Local employees to volunteer at Pathway Home

2013-10-02T09:39:00Z Local employees to volunteer at Pathway HomeDavid Stoneberg Napa Valley Register
October 02, 2013 9:39 am  • 

More than a dozen people, mostly employees of Silicon Valley Bank’s Wine Division based in St. Helena, will spend Friday morning working on the outdoor space at The Pathway Home at the Veterans Home in Yountville.

The group will spend the morning painting railings, planting flowers and succulents, painting welcome, entrance and directional signs and hanging them, and also organizing the group’s recycling area, according to Susie Fielder, Branch Client Advisor, Supervisor for SVB.

The effort is part of Silicon Valley Bank’s “30 Years/30 Causes” effort, a global community service campaign in honor of the company’s 30th anniversary.

According to a company press release, the bank’s 1,650 employees in more than 30 cities across the United States and internationally are volunteering for nonprofit organizations. The campaign began in July and continues through December.

“Our people are as driven to support meaningful causes as they are to support our clients, so it came as no surprise when we asked our employees how we should celebrate our 30th year in business, they said they wanted to give back,” said Greg Becker, Silicon Valley Bank president and CEO. “We know that positive change starts with individuals. We’re looking forward to giving our employees an opportunity to engage our clients and collectively make an impact where they live and work.”

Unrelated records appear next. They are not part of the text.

PR #220, opened 2020-05-09
T250218: Prompt users for consent to enable app instrumentation

medied:
Phabricator Link:  https://phabricator.wikimedia.org/T250218

### Problem Statement

Prompt users for usage data consent the first time users land on homepage after onboarding

### Solution

Following design request laid out in Phab ticket. This introduces one new component `ConsentPopup` and makes use of `usageReportConsent` utility created from sister task. 

### Note

Sister task info:

https://phabricator.wikimedia.org/T250219
https://github.com/wikimedia/wikipedia-kaios/pull/218


i18n/en.json
```diff
@@ -84,5 +84,9 @@
     "usage-consent-header": "Send usage reports",
     "usage-consent-explanation": "Help make the app better by letting us know how you use it. Data collected is anonymous. Read privacy policy for more details.",
     "usage-consent-yes": "Yes",
-    "usage-consent-no": "No"
+    "usage-consent-no": "No",
+    "softkey-yes": "Yes",
```
stephanebisson, line 88: The `yes`/`no` here should be the same keys as in the previous PR.

src/utils/usageReportConsent.js
```diff
@@ -7,3 +7,7 @@ export const getConsentStatus = () => {
 export const setConsentStatus = consent => {
   localStorage.setItem(KEY, !!consent)
 }
+
+export const getConsentConfirmationStatus = () => {
```
stephanebisson, line 11: Please rethink the name of this function. This is a getter for whether instrumentation consent has been answered.

i18n/qqq.json
```diff
@@ -85,5 +85,9 @@
 	"usage-consent-header": "The header title shown in the Send usage reports page",
 	"usage-consent-explanation": "Message displayed in Send usage reports page that explains how the info collected is used",
 	"usage-consent-yes": "Label used to grant usage data consent in Send usage reports page",
-  "usage-consent-no": "Label used to deny usage data consent in Send usage reports page"
+	"usage-consent-no": "Label used to deny usage data consent in Send usage reports page",
+	"softkey-yes": "Label of the Yes softkey",
+	"softkey-no": "Label of the No softkey",
+	"usage-consent-prompt": "Message displayed in usage data prompt popup in Search home screen",
+  "usage-consent-prompt-header": "Usage data prompt popup header"
```
hueitan, line 92: indent here?

src/utils/usageReportConsent.js
```diff
@@ -7,3 +7,7 @@ export const getConsentStatus = () => {
...
+  return (localStorage.getItem(KEY) === null || localStorage.getItem(KEY) === undefined)
```
hueitan, line 12: when there is no setting, `null` is given, do you think that's enough?

after the setting the key will be boolean, so no way to get it undefined.

src/components/ConsentPopup.js
```diff
@@ -0,0 +1,28 @@
...
+      setConsentStatus(response)
+      close()
+    }
+  }
+
+  useSoftkey('ConsentMessage', {
+    center: i18n('softkey-yes'),
+    onKeyCenter: handleConsent(true),
+    left: i18n('softkey-no'),
+    onKeyLeft: handleConsent(false)
```
hueitan, line 19: do we have the conclusion what should the backspace key action here?

src/utils/usageReportConsent.js
medied: Right exactly, that's the idea. When `null` is returned because there is no `usage-data-consent` setting, then the consent popup is shown. I tested this behavior on my banana phone and it worked as expected. The undefined part is there just in case honestly, we could probably do away with it

src/components/ConsentPopup.js
medied: According to the phab descritption: 

> Pressing back on this dialog exists the app.

I tested this behavior on banana phone and app exists as expected.

src/utils/usageReportConsent.js
hueitan: then what about this instead of checking null and undefined.

```
return !localStorage.getItem(KEY)
```

i18n/en.json
medied: Yea we could reuse the same labels here from the previous PR, which are `usage-consent-no` and `usage-consent-yes`. I intentionally created `softkey-yes` and `softkey-no` becuase these new labels are actually used with softkeys only, whereas `usage-consent-no` and `usage-consent-yes` are used in the radio list view. It adds a bit of redundancy and yet brings in some separation of concerns. But happy to update this if that doesn't really matter, please confirm

src/utils/usageReportConsent.js
medied: How about one of these: `hasUserConsented` or `isConsentSet` or `getConsentAnswer`?

There are only [two hard things](https://martinfowler.com/bliki/TwoHardThings.html)...

src/utils/usageReportConsent.js
stephanebisson: I think it's best to be precise here. `getItem` on a key that was never set returns `null`. That's what we should check.

https://developer.mozilla.org/en-US/docs/Web/API/Storage/getItem

medied: Anyone in favor of removing `|| localStorage.getItem(KEY) === undefined` from the if-statement? That is, leaving it precisely as:

```
  return (localStorage.getItem(KEY) === null)
```

i18n/en.json
```diff
@@ -84,5 +84,7 @@
     "usage-consent-header": "Send usage reports",
     "usage-consent-explanation": "Help make the app better by letting us know how you use it. Data collected is anonymous. Read privacy policy for more details.",
     "usage-consent-yes": "Yes",
-    "usage-consent-no": "No"
+    "usage-consent-no": "No",
+    "usage-consent-prompt": "Help make the app better by letting us know how you use it. You can change your preference at anytime from the settings menu. Data collected is anonymous.",
```
stephanebisson, line 88: Not sure why this message exists and is different than `usage-consent-explanation`. It looks like it's the same question being asked in 2 different places.

medied:
Good point, testing out on device something like this in Search.js:

```
const onInput = ({ target }) => {
    if (isOnline && !hasConsentBeenAnswered()) {
      setQuery(target.value)
    }
  }
```

i18n/en.json
medied: Will check with design

cypress/integration/article-view-spec.js
```diff
@@ -16,6 +16,7 @@ const searchPage = new SearchPage()
 
 describe('Article view', () => {
   beforeEach(() => {
+    localStorage.setItem('usage-data-consent', false) // Don't display usage data consent prompt
```
hueitan, line 19: let's set this to the command `navigateToHomePage`, similar to `has-onboard-before`, only set it manually when needed

source : https://github.com/wikimedia/wikipedia-kaios/blob/master/cypress/support/commands.js#L53

hueitan:
After I select Yes in the consent popup, then search for something and enter the article, I don't see the tracking code being sent, can you confirm this?

stephanebisson:
> After I select Yes in the consent popup, then search for something and enter the article, I don't see the tracking code being sent, can you confirm this?

Yes, I see this too. We have to update `useTracking` to start collecting but only send if the user accepts.

medied:
Great, just addressed latest feedback and resolved small conflict with master

src/utils/usageReportConsent.js
```diff
@@ -7,3 +7,7 @@ export const getConsentStatus = () => {
 export const setConsentStatus = consent => {
   localStorage.setItem(KEY, !!consent)
 }
+
+export const hasConsentBeenAnswered = () => {
```
stephanebisson, line 11: The logic is reversed between the name and implementation. If the consent has been answered, then it is not null.

src/hooks/useTracking.js
```diff
@@ -114,11 +114,12 @@ export const useTracking = (
       /* eslint-enable camelcase */
     }
 
-    sendEvent(SCHEMA_NAME, SCHEMA_REV, language, event)
+    if (getConsentStatus()) {
+      sendEvent(SCHEMA_NAME, SCHEMA_REV, language, event)
+    }
   }
 
   useEffect(() => {
```
stephanebisson, line 122: We should return early (at the very beginning os `useTracking` if the consent is `no`. There is no point running all the code then.

src/utils/usageReportConsent.js
medied: You know... I actually thought of this too, gotta commit to it what I pick up stuff like that

PR #221, opened 2020-05-11
Make instrumentation configurable at build time and disable in CI

stephanebisson:
Phabricator Link: https://phabricator.wikimedia.org/T248667

### Problem Statement

CI generates a lot of garbage instrumentation data

### Solution

Introduce an env variable to control whether instrumentation is enabled. Make it explicitly enabled when building the official app and disabled when building for CI.

I left it enabled in dev because this data is currently valuable to troubleshoot data quality issues.


hueitan:
> I left it enabled in dev because this data is currently valuable to troubleshoot data quality issues.

So ideally when the time is ready, we should change the variable `INSTRUMENTATION=1` existed only in the `zip.sh` file? as we are not interested in either dev / build mode which for developing purpose.

stephanebisson:
> > I left it enabled in dev because this data is currently valuable to troubleshoot data quality issues.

Locally, the campaign leaders are Fielder and Sara Chrisman Bjerkan, SVB vice president. As to why the local division chose The Pathway Home, Fielder wrote on a questionnaire: “One of our winery clients actually brought Pathway Home to our attention. Our team was already interested in doing a project that helped veterans, so after further research about the organization we decided it would be the perfect group to volunteer for.

“Pathway is doing amazing work with veterans of the Iraq and Afghanistan wars to assist them with post-traumatic stress, traumatic brain injury, and other post-combat mental health challenges to help them integrate back into their families and communities after returning home. Because they are a smaller organization and do not receive any government support, they are even more of a worthy cause.”